Héritage : «« »Au‐delà de 12 millions d’euros , je prends tout »
Jean‐Luc Mélenchon met en avant une mesure spectaculaire visant les héritages des 0,1 % de « super riches ». Mais cette proposition pourrait‐elle passer le Conseil constitutionnel ? Et rapporterait‐elle vraiment 10 milliards d’euros ?
En résumé
- Un taux d’imposition de 100 % risque d’être rejeté par le Conseil constitutionnel
- La jurisprudence des Sages se fonde sur l’article 13 de la Déclaration des droits de l’homme et du citoyen qui pose le principe de l’égalité devant l’impôt
- Une décision de 2005 indique qu’un niveau d’imposition « confiscatoire » serait contraire à ce principe
- Le Conseil constitutionnel a depuis rejeté des projets de taxes instaurant des taux de prélèvement de 70 à 75 %
- Dire que la mesure rapportera 10 milliards d’euros est faux
Ils sont peu nombreux à le payer et pourtant, c’est l’impôt le moins aimé des Français : la fiscalité sur l’héritage s’est invitée dans la campagne présidentielle. Plusieurs candidats ont déjà proposé leur mesure pour réformer un système jugé injuste pour des raisons différentes. A droite, on prône son allègement pour le plus grand nombre. La candidate Les Républicains, Valérie Pécresse propose ainsi une défiscalisation des droits de succession jusqu’à 200 000 euros par enfant.
A gauche, c’est la nécessité de frapper les plus hautes successions qui est mise en avant. Au jeu du plus gros taux d’imposition, Jean‐Luc Mélenchon se distingue en proposant de taxer à 100 % les droits de succession supérieurs à 12 millions d’euros. « Au‐delà, je prends tout », a‑t‐il asséné à plusieurs reprises lors d’interventions publiques ou médiatiques.
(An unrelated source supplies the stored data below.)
Issue #1944, opened 2019-02-28
Allow ProgressIndicator to be interactive.  Support passing an onChange prop


scottdickerson:
Use this template if you want to request a new feature, or a change to an existing feature.

If you are reporting a bug or problem, please use the bug template instead.

### Summary

Enhancement request to allow the ProgressIndicator component to be interactive and support updating the progress by clicking on a ProgressStep.

### Justification

Our users expect to be able to click on the ProgressStep and have the Progress indicator update.

### Desired UX and success metrics

Describe the full user experience for this feature. Also define the metrics by which we can measure success/failure for the user.

### "Must have" functionality

Publish the selected Step Index to the onChange property to allow listeners to update the currentIndex prop of the ProgressIndicator

### Available extra resources

I have a Pull Request that I'll submit to add this feature if approved.

PR #1945, opened 2019-02-28
feat(ProgressIndicator): add optional interactivity

scottdickerson:
Closes IBM/carbon-components-react#1944

{{short description}}

#### Changelog

**New**

- Added new onChange prop to ProgressIndicator that will attach a keyboard/click handler to each ProgressStep. It will callback with the selected index.  This should be accessible and clickable.


src/components/ProgressIndicator/ProgressIndicator.js
```diff
@@ -37,6 +38,14 @@ export const ProgressStep = ({ ...props }) => {
     [className]: className,
   });
 
+  const handleKeyDown = e => {
+    const key = e.key || e.which;
+
+    if (key === 'Enter' || key === 13 || key === ' ' || key === 32) {
```
emyarod: we may be able to use our [keyboard event handler helpers](https://github.com/IBM/carbon-components-react/blob/master/src/tools/key.js) here

src/components/ProgressIndicator/ProgressIndicator.js
```diff
@@ -88,21 +97,37 @@ export const ProgressStep = ({ ...props }) => {
...
-      <ProgressStepLabel className={`${prefix}--progress-label`}>
-        {label}
-      </ProgressStepLabel>
-      {componentsX &&
-      secondaryLabel !== null &&
-      secondaryLabel !== undefined ? (
-        <p className={`${prefix}--progress-optional`}>{secondaryLabel}</p>
-      ) : null}
-      <span className={`${prefix}--progress-line`} />
+      <div
```
emyarod: it appears that the experimental version of this component is broken with this change. I think we may have to incorporate the new markup and add new style rules to the vanilla component before we can merge this into the React repo

emyarod:
thanks for jumping in @scottdickerson! I think functionally this PR is solid, but it looks like these changes will break the appearance of the experimental version, so we will probably first implement these changes on the vanilla side before merging this PR in

scottdickerson:
thank you for catching these issues @emyarod I've updated the PR and I think fixed both, can you take another look?

emyarod:
thanks for the quick update @scottdickerson! It looks like overflowing content is not showing the ellipsis and most likely requires tweaks from the vanilla side if I'm not mistaken, which I'm happy to help out with once we get a ticket opened up for style and markup updates over there

image

image

I also wonder if the design team wants to modify the focus state so that it's not the browser default 
cc @IBM/carbon-designers 

image

image

src/components/ProgressIndicator/ProgressIndicator.js
```diff
@@ -88,21 +96,37 @@ export const ProgressStep = ({ ...props }) => {
...
+        style={{
+          display: 'inline-flex',
```
asudoh: Wondering what this style is for, but if this style is absolutely necessary, could you please create a PR to https://github.com/IBM/carbon-components/pulls with the corresponding style ruleset?

joshblack:
Hey @scottdickerson! 👋 Just wanted to check in on this PR, would you have time to address @asudoh's comment over in: https://github.com/IBM/carbon-components-react/pull/1945#discussion_r261785240 ?

scottdickerson:
sure @joshblack I'll adjust the styles under this PR for the vanilla comp

https://github.com/IBM/carbon-components/issues/1652

scottdickerson:
ok added the requested changes, please take a look @asudoh and @emyarod when you get a chance.  If the carbon-components PR is accepted and merged, please rev the dependency to match to pickup the new styles.

scottdickerson:
@joshblack I updated the dep to point to the latest carbon-components that has the new styles, can you take a look?  Thanks!

src/components/ProgressIndicator/ProgressIndicator.js
```diff
@@ -88,21 +96,35 @@ export const ProgressStep = ({ ...props }) => {
...
-        <p className={`${prefix}--progress-optional`}>{secondaryLabel}</p>
-      ) : null}
-      <span className={`${prefix}--progress-line`} />
+      <div
+        className={classnames(`${prefix}--progress-step-button`, {
+          [`${prefix}--progress-step-button--unclickable`]: !onClick || current,
+        })}
+        role="button"
+        tabIndex={!current && onClick ? 0 : -1}
+        onClick={!current ? onClick : undefined}
```
emyarod: the PR description states that each progress step will have a click handler attached, but it looks like the current progress step will not be tabbable or receive the click handler. I just want to confirm, is this the expected behavior?

scottdickerson: Yeah @emyarod in our user testing we got feedback that we shouldn't allow them to click on the current step.

emyarod: gotcha, thanks for clarifying @scottdickerson !

src/components/ProgressIndicator/ProgressIndicator.js
```diff
@@ -199,25 +231,37 @@ export class ProgressIndicator extends Component {
...
 
-  renderSteps = () =>
-    React.Children.map(this.props.children, (child, index) => {
+  renderSteps = () => {
+    const { onChange } = this.props;
+
+    return React.Children.map(this.props.children, (child, index) => {
+      // only setup click handlers if onChange event is passed
+      const onClick =
+        onChange && index > -1 ? () => onChange(index) : undefined;
```
asudoh: Do you anticipate `index` being negative in `React.Children.map()` callback?

scottdickerson: you're right, great catch I've removed that in the latest commit.

Issue #1445, opened 2018-10-15
Add FooterItem component


vpicone:
### Summary

I think it'd be cool to easily add additional Footer items without needing to go look up the appropriate class names and dom heirarchy.

This is an example of how writing a Footer looks now with the default styling in place:

https://codesandbox.io/s/2x6453ypxp

### Justification

The "labelOne, linkTextOne, linkHrefOne, labelTwo,linkTextTwo,linkHrefTwo" could signal to individuals that the Footer component is more strict than it actually is. Or someone might wonder "is there a label/link/linkText Three?

If someone wants to add additional links, the need to go and mimic the styling of the first to elements or start from scratch.

From the carbon-react slack:
> `<Footer> Component not supporting more than two link to add. Do we have any solution to fix this issue. Please share your in case any solution or workaround to this issue.`

### "Must have" functionality

User's should be able to supply a link, label, and linkText to a FooterItem and have it handle the styling to match the default link/label/linktext styles

Additionally, users could be able to select a `type` property from `['link', 'cta']`

### Available extra resources

I could implement this if folks think it's a good idea.

joshblack:
Definitely like the suggestion! I'd be down for adding it in if others are 👍

vpicone:
Cool, I'll give it a shot then!

joshblack:
Thanks for the help @vpicone! 🙏

xrissot-ibm:
Hi,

Comment Mélenchon justifie‐t‐il sa mesure ?
Le candidat de la France insoumise dénonce le système de taxation actuel qu’il juge très inégalitaire. « Aujourd’hui, l’héritage est devenu le principal facteur de reproduction de la domination de classe », estime‐t‐il sur son blog. Il n’est pas le seul à dresser un tel constat même si les mots ne sont pas les mêmes.
Dans un rapport intitulé « Repenser l’héritage », publié en décembre, le Conseil d’analyse économique (CAE) documente un « retour de l’héritage » dans la société française. Il relève que « la part de la fortune héritée dans le patrimoine total représente désormais 60 % contre 35 % au début des années 1970 ». Cela « augure une dynamique négative de renforcement des inégalités patrimoniales fondées sur la naissance », observe cette instance de chercheurs indépendants qui conseille le premier ministre.
Ainsi, selon le calcul des économistes du CAE, 50 % des Français héritent de moins de 70 000 euros tout au long de leur vie. « Et parmi ceux‐là, une large fraction n’aura hérité d’aucun patrimoine », souligne la note. Seuls 10 % d’entre-eux héritent de plus de 500 000 euros. Et à peine 1 % reçoivent plus de 4,2 millions d’euros. Enfin, tout au sommet de la pyramide, les derniers 0,1% touchent environ 13 millions d’euros en moyenne. C’est 180 fois l’héritage médian qui sépare les héritiers en deux groupes égaux.
Pour autant, ces chiffres restent approximatifs. « Il manque énormément de données pour évaluer la réalité des taxes sur la succession. On est incapable de dire qui paie quoi, regrette Nicolas Frémeaux, maître de conférences en économie à l’Université Panthéon Assas à Paris et auteur du livre Les nouveaux héritiers. « On ne peut faire que des estimations à partir de chiffres qui sont peu représentatifs. Il y a ceux du ministère de l’économie, mais qui datent de 2010, et ceux de l’Insee qui se basent sur des déclarations. Or on sait que les gens ont tendance à sous‐estimer leur patrimoine ».
Une nouvelle taxe qui vise les ultra riches
En l’état, l’impôt sur l’héritage repose sur un barème de droits de succession qui tient compte du montant de la succession (les biens hérités) et du rang de l’héritier par rapport au défunt. Il distingue deux catégories de bénéficiaires. D’une part, les héritiers en ligne directe (père, mère, fils, fille), qui sont les moins taxés, notamment si le montant de l’héritage est bas. D’autre part, les « indirects » (cousin, oncle, tante etc.). Pour eux, un taux unique de 55 % est appliqué quel que soit le montant de la succession.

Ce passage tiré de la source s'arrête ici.